# "Tongue" pics



## PixiePink

Post pics of your babies with their tongue sticking out! I'll start! 

This is the only one I have of Mackenzie...I don't think he ever stuck his tongue out before or since (he won't even pant if he can help it...).









Minnie - her tongue sticks out almost every time she's sleeping (she was sleeping in both these pics but opened her eyes as I took the picture).

















Sticking out her tongue as I took a picture while she was chewing on a greenie.









This was a lucky shot...really looks like she is sticking out her tongue at me for daring to put silly shoes on her!! :laughing5:


----------



## Emma_H

My favourite tongue pic!


----------



## Emma_H

p.s i love that last one of Minnie!


----------



## unchienne

Oh my goodness. The pictures are sooo cute! I wish I could get one of Pearl. She sticks her tongue out when she gets excited, but she always sucks it back in when she hears the camera cut on. 

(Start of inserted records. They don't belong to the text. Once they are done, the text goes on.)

PR #3468, opened 2022-06-09
Update test_network.md

AliakbarETH:
Signed-off-by: Ali Akbar <48174866+BCdeveloper98@users.noreply.github.com>

#### Type of change

- Bug fix
- New feature
- Test update
- Documentation update

### DIFF
--- a/docs/source/test_network.md
+++ b/docs/source/test_network.md
@@ -25,7 +25,7 @@ current main branch, it is possible that you will encounter errors.
 Before you can run the test network, you need to clone the `fabric-samples`
 repository and download the Fabric images.
 
-**Important:** This tutorial is compatible with the Fabric test network sample v2.2.x. After you have installed the [prerequisites](../getting_started.html),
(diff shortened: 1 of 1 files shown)


docs/source/test_network.md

Rotten little stinker. LOL


----------



## Mandy

heres some of my guys with sticky out tounges lol

zac first


----------



## Mandy

honey


----------



## Mandy

and last but not least romeo


----------



## jazzman

I think it's harder for me to find a picture in which one of my dogs
Isn't sticking his or her tounge out !


----------



## KayC

Zoey


----------



## Yatak

Lol, Zoey's photo is soooo funny... so cheeky!


----------



## Yatak

I only have two. She hardly ever shows it. =(

A looney one









Polishing the dish


----------



## avbjessup

Those pics are just too cute!!!


----------



## PixiePink

I just dug out another one of Mackenzie... This was taken by my bf several years ago to show me what our boy had been up to while I was away. Mackenzie had just rubbed his face in "poo" in the park while my bf was walking him. He was not quick enough to stop him in time. I think the pic was taken while Mackenzie was yawning but it makes this picture look priceless! :laughing3:


----------



## carrera

heres chicco, he was trying to sleep


----------



## Gatsby

mazza lovin my chi's said:


> heres some of my guys with sticky out tounges lol
> 
> zac first


I can't believe how alike your zacy boy looks like my gatsby! 
They are identical


----------



## Vivid

Yatak, I love the outfit your pup is wearing in your polishing the dish photo


----------



## rcj1095

These are the greatest photos. There should be a monthly contest on the tongues sticking out. I don't know how I'd vote. Too cute everybody!!!


----------



## lynx8456

Super cute pictures in this thread!!!
I never realized how often Jasper sticks
his tongue out until I started 
checking out his photo albums. 
Here is what I found to post. 
Funny part is I have many more

Tongue while having a chewy









Tongue in the dirt:









Trying out some Hay:









Puppy Smile>> a personal favorite of mine:









Playing with his turtle:









Yawning:









Being Goofy:









Tasty Toys:


----------



## sissyschihuahuas

jazzman said:


> I think it's harder for me to find a picture in which one of my dogs
> Isn't sticking his or her tounge out !



I LOVE that last picture!!


----------



## sissyschihuahuas

Here is a picture of one of my puppies with his tongue sticking out... 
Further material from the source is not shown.